**this is an old post of mine that I drafted over the summer after my first FET. Figured I’d share it now. I did not post it in “real time” because I didn’t want to jynx anything. This was the FET that resulted in my 3rd miscarriage. I sounded so happy and optimistic below, sigh…***
When I first started blogging I told myself to try to stay away from my personal medical details, but once I got thrown into the realm of IVF I feel myself crossing the boundary between sharing and oversharing! Full disclosure, I get pretty blunt here- but not too graphic or anything. The purpose isn’t to scare you about transfers, but rather to provide some comic relief to this whole thing! Something where you can say, “glad that didn’t happen to me!”
Ok, so my transfer is a frozen embryo transfer. To prep my uterus for this, I have to take estrogen pills, no big deal, and then after 2 weeks or so, add progesterone. Injections. In the butt. Every day. The needle is larger and thicker than the needles I used for the stim part of IVF! (That’s because the stim meds were given subcutaneously and not intramuscularly). The progesterone is in oil so it doesn’t go in as easily. This was and is so daunting. Every time I do these injections I am sweating by the time I am done. Some things that help is to roll the syringe in my hands before injecting. This warms the oil solution and makes it more liquidy. Another thing I do is inject slowly. Some people like to just push the whole thing in and get it over with, but not me. Once the needle is in, I don’t mind leaving it there a few extra seconds. I can actually feel the fluid while it’s being injected and I would rather feel that in slow increments, as opposed to one large bout of “ow!”. That’s just my personal preference. But to each their own. I also massage the area after I am done, to help with the absorption. But I still feel achy by the next day. If this is what it takes, then this is what it takes.

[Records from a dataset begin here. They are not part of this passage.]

PR #23, opened 2021-08-07
Add entities

nikhilwoodruff:
This adds the person, tax unit, family, SPM unit and household entities, and switches to using the `BaseCPS` dataset in `openfisca-data` (relevant [PR](https://github.com/UBICenter/openfisca-data/pull/1)).

### DIFF
--- a/openfisca_us/entities.py
+++ b/openfisca_us/entities.py
@@ -1,17 +1,9 @@
-"""
-This file defines the entities needed by our legislation.
-
-Taxes and benefits can be calculated for different entities: persons, household, companies, etc.
-
-See https://openfisca.org/doc/key-concepts/person,_entities,_role.html
-"""
-
 from openfisca_core.entities import build_entity
 
 TaxUnit = build_entity(
-    key="taxunit",
-    plural="taxunits",
-    label="Tax Unit",
+    key="tax_unit",
+    plural="tax_units",
+    label="Tax unit",
     doc="""
     A tax unit.
     """,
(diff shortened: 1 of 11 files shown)


openfisca_us/variables/entity/person.py
```diff
@@ -2,8 +2,22 @@
 from openfisca_us.entities import *
 
 
+class P_person_id(Variable):
```
MaxGhenis, line 5: why not `person_id`?

openfisca_us/variables/entity/taxunit.py
```diff
@@ -2,6 +2,27 @@
 from openfisca_us.entities import *
 
 
+class taxunit_id(Variable):
```
MaxGhenis, line 5: inconsistent with `spm_unit_id`

openfisca_us/variables/entity/person.py
nikhilwoodruff: Changed

openfisca_us/entities.py
```diff
@@ -1,44 +1,77 @@
...
+    plural="families",
+    label="Family",
+    doc="""
+    A family.
+    """,
+    roles=[
+        dict(
+            key="member",
+            label="Member",
+            doc="A member of the group",
```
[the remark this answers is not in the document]
nikhilwoodruff: Changed

openfisca_us/variables/entity/taxunit.py
nikhilwoodruff: Yep, changed

PR #55, opened 2021-08-24
Add additional medicare tax parameter

MaxGhenis:
https://taxcalc.pslmodels.org/guide/policy_params.html#additional-medicare-fica

cc @fedderw 

todo: add metadata (see #57)

### DIFF
--- a/openfisca_us/parameters/tax/payroll/FICA/medicare/additional
+++ b/openfisca_us/parameters/tax/payroll/FICA/medicare/additional
@@ -1,0 +1,14 @@
+description: The Additional Medicare Tax rate is applied for earnings above an exclusion.
+rate:
+  2013-01-01: 0.009
+exclusion:
+  SINGLE:
+    2013-01-01: 200_000
+  JOINT:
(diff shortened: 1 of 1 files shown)


openfisca_us/parameters/tax/payroll/FICA/medicare/additional
```diff
@@ -0,0 +1,14 @@
+description: The Additional Medicare Tax rate is applied for earnings above an exclusion.
+rate:
+  2013-01-01: 0.009
+exclusion:
+  SINGLE:
+    2013-01-01: 200_000
```
MaxGhenis, line 6: @nikhilwoodruff wdyt about making this `_` a standard practice?

nikhilwoodruff: I like this, no downsides IMO, it's just more readable. Plus, it'll be trivial to convert all existing parameters into this format if we go with it.

nikhilwoodruff (approved):

PR #142, opened 2021-09-20
Add SPM income and poverty thresholds

nikhilwoodruff:
Also adds the poverty function.

### DIFF
--- a/openfisca_us/api/microsimulation.py
+++ b/openfisca_us/api/microsimulation.py
@@ -114,7 +114,7 @@ class Microsimulation:
         else:
             return arr
 
-    def df(self, variables, period=2019):
+    def df(self, variables, period=2020):
         df_dict = {}
         var_metadata = self.simulation.tax_benefit_system.variables[
             variables[0]
--- a/openfisca_us/api/microsimulation.py
+++ b/openfisca_us/api/microsimulation.py
@@ -2,7 +2,7 @@ from microdf.generic import MicroDataFrame
 import numpy as np
 from openfisca_core import periods
 from openfisca_core.model_api import *
-from openfisca_us_data import BaseCPS, RawCPS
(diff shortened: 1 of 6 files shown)


openfisca_us/api/microsimulation.py
```diff
@@ -30,65 +30,100 @@ def apply_reforms(self, reforms: list) -> None:
...
+        target_pop = self.simulation.populations[target_entity]
+        GROUP_ENTITIES = ("tax_unit", "family", "spm_unit", "household")
+        if entity == "person" and target_entity in GROUP_ENTITIES:
+            if how and how not in (
+                "sum",
+                "any",
+                "min",
+                "max",
+                "all",
+                "value_from_first_person",
```
MaxGhenis, line 74: not just `first`?

openfisca_us/api/microsimulation.py
```diff
@@ -30,65 +30,100 @@ def apply_reforms(self, reforms: list) -> None:
...
-                    f"{entity_key}_weight", period=period, weighted=False
+                    f"{entity}_weight", period=period, weighted=False
                 ),
             )
             return series
         else:
             return arr
 
-    def df(self, variables, year=2019):
+    def df(self, variables, period=2019):
```
MaxGhenis, line 117:
```suggestion
    def df(self, variables, period=2020):
```

MaxGhenis (approved):

openfisca_us/api/microsimulation.py
nikhilwoodruff: Unfortunately not, these are [openfisca-implemented functions](https://github1s.com/openfisca/openfisca-core/blob/HEAD/openfisca_core/populations/group_population.py) rather than pandas function.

Next, transfer day! A day that is supposed to be so exciting, right? My husband and I enjoyed a lovely date the day before, and we went into the transfer feeling more calm than anxious. Anyway, unlike the retrieval, the transfer must be done on a FULL bladder. This helps straighten the uterus for catheter insertion and also makes it easier to view on ultrasound. FYI: going to talk a lot about pee now. So my clinic tells me to empty my bladder 1.5 hours before my retrieval. I do that. Then I’m supposed to drink 24oz of fluid to fill the bladder back up. I do that too, because, you know, I like to follow directions. Well in this case I wish I didn’t! By the time we got to the clinic I was so uncomfortable! I change into a gown and sit on the procedure chair, waiting. I can barely lie down. Docs are running late, of course. I tell my husband I don’t think I’ll be able to make it. There are so many rooms yet no doctor or nurse in sight. Hubby insists I go to the bathroom, but I don’t want to ruin anything. I’m pacing around the procedure room like a nut case and finally the doctor comes in! She says I can urinate but only for 5 seconds. So I go to the bathroom and do as I’m told. I still feel uncomfortable, but not nearly as uncomfortable as before.
The embryologist comes in and talks to us, gives us a picture of our beautiful blastocyst (yes I think it’s beautiful) and I clutch it with all my might, while using my other hand to hold my husband. The staff does a “time out,” and the procedure begins! I do have to say, I really enjoyed seeing the lil frosty go into the catheter on the screen, and then into the uterus on the ultrasound!
But then I remembered- there is still someone pressing on my bladder. In fact, the staff was surprised how full my bladder was, even AFTER letting me pee just before! When everything was finished, the first question I asked was when can I use the bathroom again. They wanted me to lie down for 10 minutes first, but one of the nurses offered to bring me a bedpan just in case I needed to go while lying down. Well guess what. Five minutes pass, and no nurse or bedpan in sight. I don’t want to get up from my chair because I was told to lie down. In a semi panic, I ask my husband to please find someone to bring me a bedpan, because there’s no way I can go the full 10 minutes without taking care of business. I try my best to hold everything in, but, alas…By the time the nurse comes in with the bedpan, the damage was done. I still ended up using the bedpan anyway, because my bladder was SO FULL. And when I got home, i urinated again! (this time on a toilet lol). But what was supposed to be a calm and heartwarming experience was definitely heart-warming, but also…messy.
Of course on my way home I keep checking through Dr. Google… and I saw recommended fluid intake of 16-20 oz of fluid, not 24 oz!!! Hopefully I won’t have to do this again in a long time, but for my next transfer, whenever that may be, I am NOT drinking the full 24 oz of water before. And I am bringing my own bedpan.